Eagle eyes 8 percent increase for 2017 budget
EAGLE — There has been a lot of change at Eagle Town Hall over the past year with a new town manager and new faces on the Town Board so it stands to reason the community’s budget process looks a bit different than in years past.
Topping the list of what’s new for Eagle’s projected spending in 2017 doesn’t reflect the personnel or political changes. It’s all about the economy. For the year ahead, the town is estimating an 8 percent increase in sales tax revenues. That’s the biggest increase Eagle has projected in more than a decade.
Eagle has a $5.9 million operations budget for 2017.
“2015 saw an 11 to 12 percent increase in sales tax and this year appears to be ahead of that,” said Eagle Town Manager John Schneiger. Those strong figures led the town to project 8 percent growth next year, which will see completion of the City Market remodel and other, smaller commercial growth around town.
With that additional money, the town plans to add personnel. The town hopes to have its first full-time human resources manager hired before the end of 2016 and is also looking at the addition of a school resource officer for the Eagle Police Department. Other positions include the addition of a new part-time position at the Eagle Regional Visitor Information Center.
“The visitor center has gotten to the point, excluding the maintenance of the building, where revenues are exceeding expenses,” said Schneiger. He said the increased staffing will reflect the center’s increased revenues.
Schneiger said the town also plans to hire a part-time seasonal employee to assist with trail maintenance and with the buildings and grounds department.
On the capital projects front, the town has two big ventures planned — the Eagle Riverfront Park and the Lower Basin Water Treatment Plant.
The riverfront park will be financed through a special sales tax approved by Eagle voters last spring. Earlier this year municipal bonds were issued for the riverfront project and Schneiger said the 2017 budget includes a new fund where those bond proceeds are placed for eventual distribution.
“Some people have express the concern that there could be co-mingling of those funds. That won’t happen,” said Schneiger.
He added the new riverfront park fund will provide a mechanism for private and grant dollars to channel to the project.
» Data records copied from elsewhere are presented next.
PR #3158, opened 2020-08-11
Busco 4.1.2

abretaud:
FOR CONTRIBUTOR:

So here's an update of the busco tool, from 3.0.2 to 4.1.2
The main change is that busco now downloads the lineage dataset at runtime (from https://busco-data.ezlab.org/v4/data/lineages/). I've removed the possibility to select datasets from the busco data table: it would be quite a mess to maintain it, with little added value I think:
 - the lineage dataset format changed between busco v3 and v4, but the data table is currently not versioned
 - the download urls changed with the v4 release, breaking the current busco data manager


pvanheus:
This is very useful! There is a minor issue of support for people whose compute nodes don't have Internet access (because `--lineage_dataset` downloads from the Internet), but I don't think that that should block that PR. I think the correct solution for that case is to update the data manager that fetches BUSCO files and add a DM-supported offline mode to this tool.

Slugger70:
It looks as though busco will download the lineage data to `./busco_downloads` (according to it's [config file](https://gitlab.com/ezlab/busco/-/blob/master/config/config.ini) - line 46) and for Galaxy this would be in the job working directory. This also means that it would download it every time it ran. Would it be better to modify the `config.ini` file in Busco to point to `galaxy_data_manager_data_path` so that it only gets downloaded once?

abretaud:
Why not, but do we have access to `galaxy_data_manager_data_path` from the tool command line?
I wonder what happens if multiple jobs download the same lineage to the same dir

bgruening:
> Why not, but do we have access to galaxy_data_manager_data_path from the tool command line?

No, this can not be assumed. Are the files that large that we need to worry?

Slugger70:
@bgruening I don't think so. I reckon we should approve and merge the PR in the short term for people who need it now and work on an updated DM to help with Peter's issue.

bgruening:
Ok, than let's get this in.

PR #3177, opened 2020-08-24
Updating medaka wrappers (and tests) to include annotation script in variant caller and allow for older versions of bash

NatPRoach:
FOR CONTRIBUTOR:

Updating medaka to include a script I wrote that annotates called variants with allele frequency and strand bias etc annotated in the output VCF. Modifying tests to account for this and reduce size so that these tests can fit in the test-data directory.
Also removing `|&` uses in the wrappers as this fails for older versions of bash, replaced with backwards compatible equivalent `2>&1 |`.


tools/medaka/medaka_consensus.xml
```diff
@@ -96,24 +98,29 @@ medaka_consensus
...
                     <has_line line=">4 length=3792 depth=114.52x circular=true"/>
-                    <has_line line="CATCTCTTT"/>
+                    <has_line line="ATCTCTTT"/>
                 </assert_contents>
             </output>
             <output name="out_probs">
                 <assert_contents>
-                    <has_size value="192710" delta="100"/>
+                    <has_size value="166251" delta="100"/>
+                    <!-- <has_size value="192710" delta="100"/> -->
```
bernt-matthias, line 107: You may remove the comment.

tools/medaka/variant.xml
```diff
@@ -25,62 +25,85 @@ reference.fa
...
         <param argument="inputs" type="data" format="h5" multiple="true" label="Select consensus file(s)"/>
         <expand macro="reference"/>
-        <param argument="--region" type="text" value="" optional="true" label="Set reference names to limit variant calling" help="Separated by ','."/>
-        <param argument="--verbose" type="boolean" truevalue="--verbose" falsevalue="" label="Populate VCF info fields?"/>
-        <param name="out" type="select" multiple="true" optional="false" label="Select output file(s)">
-            <option value="result" selected="true">Result</option>
-            <option value="log">Log</option>
+        <param argument="--region" type="text" value="" optional="true" label="Set reference names to limit variant calling" help="Separated by ','.">
+            <sanitizer invalid_char="">
+                <valid initial="string.ascii_letters,string.digits">
```
bernt-matthias, line 39: Maybe you should remove `'` and `"` otherwise you may end up in quoting hell :)

tools/medaka/variant.xml
```diff
@@ -25,62 +25,85 @@ reference.fa
...
+            <param name="output_annotated_select" type="select" label = "Output annotated VCF?">
+                <option value="true" selected="true">Output annotated VCF</option>
+                <option value="false">Don't output annotated VCF</option>
+            </param>
+            <when value="true">
+                <param name="in_mpileup" type = "data" format="pileup" optional="false" label="Mpileup to annotate the VCF"/>
+            </when>
+        </conditional>
+
+        <conditional name="output_log">
```
bernt-matthias, line 58: no need for the conditional here.

tools/medaka/variant.xml
NatPRoach: Do you mean in the sanitizer? I thought I already had? Unless you mean in the help statement?

bernt-matthias: Yep.

NatPRoach: I think the sanitizer already does remove `'` and `"`? The initial setup only includes ascii letters and digits, not `'` and `"`.

bernt-matthias: I see. Then its fine

tools/medaka/variant.xml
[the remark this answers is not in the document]
NatPRoach: Woops, yeah the conditional was a mistake. I will fold into conditional above if you think I should. I left it as a boolean for now but I can change that if you think it'd be better with just a single selector for output.

NatPRoach: Fixed in latest commit. Thanks for pointing that out.

tools/medaka/medaka_consensus.xml
NatPRoach: Done in latest commit.

bgruening (approved):

bgruening:
@NatPRoach thanks!

PR #3186, opened 2020-09-07
set the format of chain file to txt instead of csv

drosofff:
FOR CONTRIBUTOR:

I cannot figure out why the asked format for the LiftOver chain file is `cvs` nor why the tests are indeed passing. I don't see either the rational since the LiftOver chain file are most often kind of tabular-like and for sure not cvs.
Anyway this tools in its present version crashes with the test data on several artbio instances under 20.01, whereas it works with the input format `txt`, and importantly this does not affect the current tests (not surprisingly)

### DIFF
--- a/tools/crossmap/macros.xml
+++ b/tools/crossmap/macros.xml
@@ -7,7 +7,7 @@
         </requirements>
     </xml>
     <token name="@TOOL_VERSION@">0.3.7</token>
-    <token name="@WRAPPER_VERSION@">@TOOL_VERSION@</token>
+    <token name="@WRAPPER_VERSION@">@TOOL_VERSION@_galaxy_1</token>
     <xml name="stdio">
         <stdio>
             <regex match="Aborted (core dumped)" source="stdout" level="fatal"/>
@@ -34,7 +34,7 @@ CrossMap.py 2>&1 | head -n 1 | grep -E --only-matching 'CrossMap.*'
                 </param>
             </when>
             <when value="history">
-                <param name="input_chain" type="data" format="csv" label="LiftOver chain file"/>
+                <param name="input_chain" type="data" format="txt" label="LiftOver chain file"/>
             </when>
         </conditional>
     </xml>
--- a/tools/crossmap/macros.xml
+++ b/tools/crossmap/macros.xml
@@ -7,7 +7,7 @@
         </requirements>
     </xml>
     <token name="@TOOL_VERSION@">0.3.7</token>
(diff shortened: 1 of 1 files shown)


tools/crossmap/macros.xml
```diff
@@ -7,7 +7,7 @@
         </requirements>
     </xml>
     <token name="@TOOL_VERSION@">0.3.7</token>
-    <token name="@WRAPPER_VERSION@">@TOOL_VERSION@</token>
+    <token name="@WRAPPER_VERSION@">@TOOL_VERSION@_galaxy_1</token>
```
bgruening, line 10: Its is just `galaxy1` ...

tools/crossmap/macros.xml
```diff
@@ -34,7 +34,7 @@ CrossMap.py 2>&1 | head -n 1 | grep -E --only-matching 'CrossMap.*'
                 </param>
             </when>
             <when value="history">
-                <param name="input_chain" type="data" format="csv" label="LiftOver chain file"/>
+                <param name="input_chain" type="data" format="txt" label="LiftOver chain file"/>
```
bgruening, line 37: mh, those files are usually `tabular` isn't it?

drosofff: Well, if you upload this files from UCSC, they are sniffed by Galaxy as tabular. However, strictly speaking, a [chain file](https://genome.ucsc.edu/goldenPath/help/chain.html) is a succession of "header" lines without tabulation followed by blocks of lines with two tabulations and finally an empty line. Thus, I would not say "tabular" that fast.

I bet it would also work with `tabular` as input. But in the doubt, I put `txt`. In any case `CrossMap.py` does not seem to check the format.

drosofff: So, did I get the point @bgruening or not ?

bgruening: Yes, ok. But the above is blocking and I can not push to your branch.

drosofff: hoops sorry

bgruening:
merci!

drosofff:
@bgruening it seems that the upgrade was not pushed to the toolshed https://github.com/galaxyproject/tools-iuc/runs/1159991614. Is there a way to fix this ?

nsoranzo:
@drosofff I've restarted the build (https://github.com/galaxyproject/tools-iuc/runs/1188074938 actually) and this time it was uploaded fine, thanks for noticing!

drosofff:
Thank a lot @nsoranzo

PR #3193, opened 2020-09-16
skip containerized tests for bwameth

bernt-matthias:
failing currently with `samtools: error while loading shared libraries: libcrypto.so.1.0.0: cannot open shared object file: No such file or directory`

maybe the proper solution would be to rebuild the container? 

FOR CONTRIBUTOR:

### DIFF
--- a/tools/bwameth/bwameth.xml
+++ b/tools/bwameth/bwameth.xml
@@ -1,4 +1,4 @@
-<tool id="bwameth" name="bwameth" version="@TOOL_VERSION@" profile="17.01">
+<tool id="bwameth" name="bwameth" version="@TOOL_VERSION@+galaxy1" profile="17.01">
     <description>Fast and accurate aligner of BS-Seq reads.</description>
     <macros>
         <token name="@TOOL_VERSION@">0.2.2</token>
--- a/tools/lofreq/lofreq_viterbi.xml
+++ b/tools/lofreq/lofreq_viterbi.xml
@@ -1,4 +1,4 @@
-<tool id="lofreq_viterbi" name="Realign reads" version="@TOOL_VERSION@+galaxy0">
+<tool id="lofreq_viterbi" name="Realign reads" version="@TOOL_VERSION@+galaxy1">
     <description>with LoFreq viterbi</description>
     <macros>
         <import>macros.xml</import>


mvdbeek:
Correct, I just wonder what happened there ? We must have had a container that worked previously?

mvdbeek:
(And I've seen the lofreq error too, and I'm sure we had a previously working version of the container)

bernt-matthias:
Seems that libcrypto causes some problems with samtools and other packages https://github.com/bioconda/bioconda-recipes/issues/17212

In another case I have seen that an older version of samtools was used that hasn't been bumped for a while.

I'm surprised to see that containers break over time.

bgruening:
Its probably not the container that breaks, but new broken-builds that have been uploaded in the meantime?

mvdbeek:
Yeah, and the Galaxy will use the most recently built container.

mvdbeek:
fwiw, `quay.io/biocontainers/lofreq:2.1.5--py38h1bd3507_2` is definitely broken

bgruening:
> fwiw, quay.io/biocontainers/lofreq:2.1.5--py38h1bd3507_2 is definitely broken

I can take it offline ... but the conda package still needs to be fixed I guess. However, I do not know why the conda tests have not catched that during the build.

mvdbeek:
I guess they didn't call `samtools` at all.
quay.io/biocontainers/lofreq:2.1.5--py37h3a01142_1 is working fine, which should be the next container in the resolution order.

bgruening:
renamed the container, should work again ...

bernt-matthias:
Is bioconda calling the tests only for the main package or also those of depending packages (during container building)?

mvdbeek:
Probably just the main package, descending into all dependencies seems like a difficult-ish task?

quay.io/biocontainers/bwameth:0.2.2--pyh864c0ab_2 and quay.io/biocontainers/bwameth:0.2.2--pyh864c0ab_3 are also broken in the same way, if we rename/remove these containers I suppose bwameth is going to work too

bernt-matthias:
Currently bwameth still fails

mvdbeek:
Yep, the containers are still there: https://quay.io/repository/biocontainers/bwameth?tag=0.2.2&tab=tags

bernt-matthias:
> quay.io/biocontainers/bwameth:0.2.2--pyh864c0ab_2 and quay.io/biocontainers/bwameth:0.2.2--pyh864c0ab_3 are also broken in the same way, if we rename/remove these containers I suppose bwameth is going to work too

@bgruening could you remove these containers? I guess then we are done here.

bernt-matthias:
I guess also unicycler is a case: 

In the output I see: `samtools        ?                 too old` and `Error: Unspecified error with Unicycler dependencies`

bgruening:
> > quay.io/biocontainers/bwameth:0.2.2--pyh864c0ab_2 and quay.io/biocontainers/bwameth:0.2.2--pyh864c0ab_3 are also broken in the same way, if we rename/remove these containers I suppose bwameth is going to work too
> 
> @bgruening could you remove these containers? I guess then we are done here.

I removed them. But can you please trigger a new build on Bioconda. The changes to _1 and _2 are maybe useful.

bernt-matthias:
Yes, I can do this. Tests are working now. 

Wondering if bumping the recipes is really helping? If I get it right there was some broken package (samtools or one of its dependencies) installed in the container. If this is still broken then it won't help. How could we test this / avoid this...

Maybe I can start a discussion at bioconda if there is a way to trigger the tests of all packages that are installed.

bgruening:
@bernt-matthias we can and should for samtools add a simple test to those recipes `- samtools --help`

bernt-matthias:
So I guess we can close this one? Or should I rerun the tests again to check the new containers.

bgruening:
Let's check the new ones again. Danke Matthias, richtig cool!

bernt-matthias:
If I get it right the new containers are working.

Likewise, funding for the new Lower Basin Water Treatment Plant is housed in the town’s water fund where water tap fees, water service fees and development fees are channeled. The fund will have an estimated balance of $10.5 million at the end of 2017, but the cost of the new treatment plant is expected to be in excess of $20 million.
“This project is a major challenge for us,” said Schneiger. He noted the town has contracted with a water-engineering firm to complete a rate study and build a financing model for the project. Schneiger said construction of the plan will likely take three years and the town hopes to start building in 2018.
Town Park overhauls
While the riverfront park and water treatment plant projects will monopolize much of the town’s capital planning for2017, Schneiger said a citizen’s committee formed to look at Eagle’s parks and open space needs had issued one additional recommendation for the year ahead — replacement of the equipment and ground cover at the Eagle Town Park playground.
Because the riverfront park sales tax question also included wording to allow proceeds to go to other town parks, financing for the town park playground would come from the bond issue. Schneiger said preliminary planning for the park project includes ADA accessibility improvements, which would likely include rubber mat ground covering. The town has estimated $350,000 for the overall project.
Eagle’s 2017 budget also includes $300,000 for a communitywide pavement maintenance plan. The town recently completed a pavement study.
“Our streets are in very good shape, way better than the average of communities in the United States,” said Schneiger. “We want to maintain that with our streets and the streets in Eagle Ranch are now approaching 15 years old.”
Also on the streets front, the towns of Eagle and Gypsum have contracted with the Colorado Department of Transportation for the devolution of U.S. Highway 6 through and between both communities. Under the devolution process, the towns will take over management and maintenance of the former state highway. For 2017, Eagle has budgeted $300,000 for a traffic study to address long term needs and projects for the highway stretch through town.
“Right now it’s hard to see how we will come up with all the funds for the things that are desired by the community along the roadway,” said Schneiger.
The Eagle Town Board will continue its review of the proposed spending plan through November and final adoption of the budget is planned at the board’s Dec. 13 meeting.